Assigned task
Should the word "Thanks" occur in a line of the records, copy that line.

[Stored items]
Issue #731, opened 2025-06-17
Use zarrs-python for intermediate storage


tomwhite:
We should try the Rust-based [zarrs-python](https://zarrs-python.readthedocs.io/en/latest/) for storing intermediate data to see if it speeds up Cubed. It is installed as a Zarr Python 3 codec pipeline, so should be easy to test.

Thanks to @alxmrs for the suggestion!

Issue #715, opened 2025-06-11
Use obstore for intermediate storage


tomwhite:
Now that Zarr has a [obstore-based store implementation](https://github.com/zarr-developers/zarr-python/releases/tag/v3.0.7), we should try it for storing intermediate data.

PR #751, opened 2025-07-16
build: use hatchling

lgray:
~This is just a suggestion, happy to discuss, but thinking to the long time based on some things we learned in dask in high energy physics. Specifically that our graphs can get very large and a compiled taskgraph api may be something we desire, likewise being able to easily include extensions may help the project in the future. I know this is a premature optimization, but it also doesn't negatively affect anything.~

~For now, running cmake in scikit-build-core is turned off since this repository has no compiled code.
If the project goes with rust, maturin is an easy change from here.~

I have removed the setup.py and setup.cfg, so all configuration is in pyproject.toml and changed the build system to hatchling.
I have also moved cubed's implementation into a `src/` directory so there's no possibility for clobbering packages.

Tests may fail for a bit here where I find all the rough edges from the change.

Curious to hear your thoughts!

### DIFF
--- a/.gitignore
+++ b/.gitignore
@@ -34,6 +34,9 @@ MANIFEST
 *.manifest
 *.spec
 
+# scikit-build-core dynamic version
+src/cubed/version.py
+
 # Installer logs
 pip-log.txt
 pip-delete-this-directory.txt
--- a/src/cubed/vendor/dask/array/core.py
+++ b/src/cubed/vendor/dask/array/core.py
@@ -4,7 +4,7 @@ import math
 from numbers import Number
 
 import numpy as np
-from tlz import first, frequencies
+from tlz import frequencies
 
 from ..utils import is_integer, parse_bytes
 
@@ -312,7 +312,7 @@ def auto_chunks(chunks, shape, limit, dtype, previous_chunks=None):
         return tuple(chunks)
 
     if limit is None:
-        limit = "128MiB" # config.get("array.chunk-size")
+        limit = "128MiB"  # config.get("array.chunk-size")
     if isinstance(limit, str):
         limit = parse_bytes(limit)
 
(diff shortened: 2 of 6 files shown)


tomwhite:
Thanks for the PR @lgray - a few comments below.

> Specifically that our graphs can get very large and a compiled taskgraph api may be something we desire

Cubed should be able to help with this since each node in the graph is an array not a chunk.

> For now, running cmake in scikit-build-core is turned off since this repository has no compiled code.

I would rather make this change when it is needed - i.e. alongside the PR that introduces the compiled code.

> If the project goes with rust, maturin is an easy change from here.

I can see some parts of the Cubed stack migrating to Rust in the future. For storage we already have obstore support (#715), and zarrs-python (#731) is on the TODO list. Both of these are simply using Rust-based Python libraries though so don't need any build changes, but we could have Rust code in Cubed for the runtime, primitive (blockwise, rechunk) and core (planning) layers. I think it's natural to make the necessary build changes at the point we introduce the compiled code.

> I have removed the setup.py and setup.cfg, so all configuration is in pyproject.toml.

Problem solution
Thanks to @alxmrs for the suggestion!
Thanks for the PR @lgray - a few comments below.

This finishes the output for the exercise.